Very nicely done, Anri! But the thing is, apart from the tone, from the point of view of content, that pretty well sums up all Christian theology. The blustering directness comes when Christian theologians feel their arguments being threatened, but that is the whole substance of their arguments. Or should I say the whole lack of substance. Except for that produced during those long periods when atheism was so effectively suppressed that the theologians could act as if it didn't exist. Then the theology was either simpler still, or, as the case might be, depending on geography, some other term for the Other was substituted for "atheists," such as "Saracens" or "natives."

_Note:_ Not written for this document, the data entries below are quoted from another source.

PR #1157, opened 2024-11-25
Clip the range of histograms when there are outliers

### LINKED ISSUE #1155: Clip range of histograms in TableReport
This has been reported in a few places: when a column contains outliers, the histogram plot produced by the tablereport is not very informative because the range is very wide and almost all the distribution is in the same bin. (it does help realize that there are outliers, which is good)

It would be better to remove outliers before plotting the histogram so we can see more detail, _but_ in this case we need to come up with a way to make it obvious that outliers had to be removed and convey how many there were.

the "outlier detection" would have to be very cheap, for example we could do something similar to what box plots do (clip at some percentile's position offset by a factor of the inter-percentile range)

jeromedockes:
fixes #1155 

this limits the range of data shown in some histograms to avoid having all the data in one bin and seeing no details of the distribution


jeromedockes:
## main branch:

screenshot_2024-11-25T15:22:31+01:00


## this pr:

screenshot_2024-11-25T15:22:41+01:00

skrub/_reporting/_plotting.py
```diff
@@ -115,6 +117,67 @@ def _adjust_fig_size(fig, ax, target_w, target_h):
     fig.set_size_inches((w, h))
 
 
+def _get_range(values, frac=0.2, factor=3.0):
+    min_value, low_p, high_p, max_value = np.percentile(
+        values, [0, frac * 100.0, (1.0 - frac) * 100.0, 100.0]
```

Of course, no one is better at making verbal stone soup than a theologian, whose job it is to take nonsense and dress it up, and since they've been doing it for thousands of years it should come as no surprise that they've gotten pretty good at it, and every year Christian theologians get millions of words out of “You [...] are just being rude! And nasty! And militant! And you’re going to Hell and I’ll pray for you and God loves you and shut up, that’s why!” That doesn't mean that we have to follow them into every absurd corner of their work in order to refute them. Indeed, if we do follow them around every turn of their labyrinths, I fear we may actually be aiding them in their work, which is taking a worldview which is simple, simplistic, primitive and crude as can be, and dressing it up and convincing people that it is complex and deep and subtle. Answering their detailed absurdities in detail may be showing too much courtesy to them and not enough respect to ourselves and to anyone else possessed of common sense.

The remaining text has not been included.